#### [Work to complete]
Copy out each line below containing "contiguous".

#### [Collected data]
Content starts

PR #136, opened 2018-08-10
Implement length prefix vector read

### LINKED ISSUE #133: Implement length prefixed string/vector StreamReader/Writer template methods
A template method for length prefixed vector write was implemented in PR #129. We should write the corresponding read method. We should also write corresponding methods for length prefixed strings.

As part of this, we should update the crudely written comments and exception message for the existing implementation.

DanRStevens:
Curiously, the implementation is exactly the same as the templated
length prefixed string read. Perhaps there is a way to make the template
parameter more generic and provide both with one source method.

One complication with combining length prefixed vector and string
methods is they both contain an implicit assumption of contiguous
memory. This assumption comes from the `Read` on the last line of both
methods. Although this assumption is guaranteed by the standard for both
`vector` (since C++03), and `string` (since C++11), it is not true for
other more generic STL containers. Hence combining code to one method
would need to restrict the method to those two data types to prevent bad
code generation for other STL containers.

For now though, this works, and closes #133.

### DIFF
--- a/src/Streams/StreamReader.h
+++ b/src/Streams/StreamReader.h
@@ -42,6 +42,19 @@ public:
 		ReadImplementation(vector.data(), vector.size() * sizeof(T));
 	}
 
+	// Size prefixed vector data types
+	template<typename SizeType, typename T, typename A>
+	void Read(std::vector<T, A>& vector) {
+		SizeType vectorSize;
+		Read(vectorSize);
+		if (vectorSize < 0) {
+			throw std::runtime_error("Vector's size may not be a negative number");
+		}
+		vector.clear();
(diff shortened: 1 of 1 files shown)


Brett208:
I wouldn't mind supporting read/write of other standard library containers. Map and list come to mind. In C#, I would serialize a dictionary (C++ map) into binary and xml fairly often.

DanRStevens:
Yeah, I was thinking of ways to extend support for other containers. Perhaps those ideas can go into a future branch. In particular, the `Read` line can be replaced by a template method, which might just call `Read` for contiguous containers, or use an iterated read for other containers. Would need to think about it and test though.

Content ends

#### [Response]
methods is they both contain an implicit assumption of contiguous
Yeah, I was thinking of ways to extend support for other containers. Perhaps those ideas can go into a future branch. In particular, the `Read` line can be replaced by a template method, which might just call `Read` for contiguous containers, or use an iterated read for other containers. Would need to think about it and test though.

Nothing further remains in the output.